#### MATERIAL TO PROCESS ####

PR #7429, opened 2026-01-15
Organize neo datetime provider code

Manishearth:
Fixes https://github.com/unicode-org/icu4x/issues/5613

I used the same organization as in https://github.com/unicode-org/icu4x/pull/7386: `names` and `semantic_skeleta`. Glue patterns go in `names` for now, but they're easy to move.

## Changelog (N/A)

Refactoring of internal provider code.


sffc (commented):
The stuff in components/datetime/src/provider/semantic_skeletons.rs is not really about semantic skeleta. It's just a bunch of data marker attributes, for looking up names as well as patterns. I think the file is a misnomer.

Glue patterns definitely don't belong in a file named names.rs. It's about as far as you can get away from names in datetime.

Manishearth:
Pure rebase over Rob's PR, no changes.

@sffc The glue key is a minor thing that can be moved later, I did this to be consistent with the choice we made in provider/source. We could just have glue.rs in both, in provider/source the code was very closely related so it stayed together.

Happy to rename semantic_skeleton.rs if you have a suggestion. Things can also be further organized.

I have a preference for merging this as is since this _splits_ the module. After a split like this, further renames are much easier to do.

sffc:
Needs another rebase.

Manishearth:
Done

components/datetime/src/provider/mod.rs
```diff
@@ -137,34 +138,34 @@ pub const MARKERS: &[DataMarkerInfo] = &[
     time_zones::TimezoneNamesSpecificLongV1::INFO,
     time_zones::TimezoneNamesSpecificShortV1::INFO,
     time_zones::TimezoneNamesEssentialsV1::INFO,
-    neo::DatetimeNamesWeekdayV1::INFO,
-    neo::DatetimeNamesDayperiodV1::INFO,
-    neo::DatetimePatternsGlueV1::INFO,
+    names::DatetimeNamesWeekdayV1::INFO,
+    names::DatetimeNamesDayperiodV1::INFO,
+    names::DatetimePatternsGlueV1::INFO,
```
sffc, line 143: I thought we decided to not put `DatetimePatternsGlueV1` in the `names` namespace

Manishearth: I haven't had a workday since your feedback.

Please refer to my previous comment about wishing to land this so I can be incremental about this: splitting the file is still a large step and makes further changes easier.

Manishearth: Also, we didn't "decide", you provided feedback and I gave a reason why I went with that choice, and we've not discussed it further.

I am happy to change it I just haven't really thought about where it ought to go. Suggestions welcome.

Manishearth: Also, we didn't "decide", you provided feedback and I gave a reason why I went with that choice, and we've not discussed it further.

I am happy to change it I just haven't really thought about where it ought to go. Suggestions welcome.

####

For the entries shown above, give the number of lines that include the word "https", without any other text.

2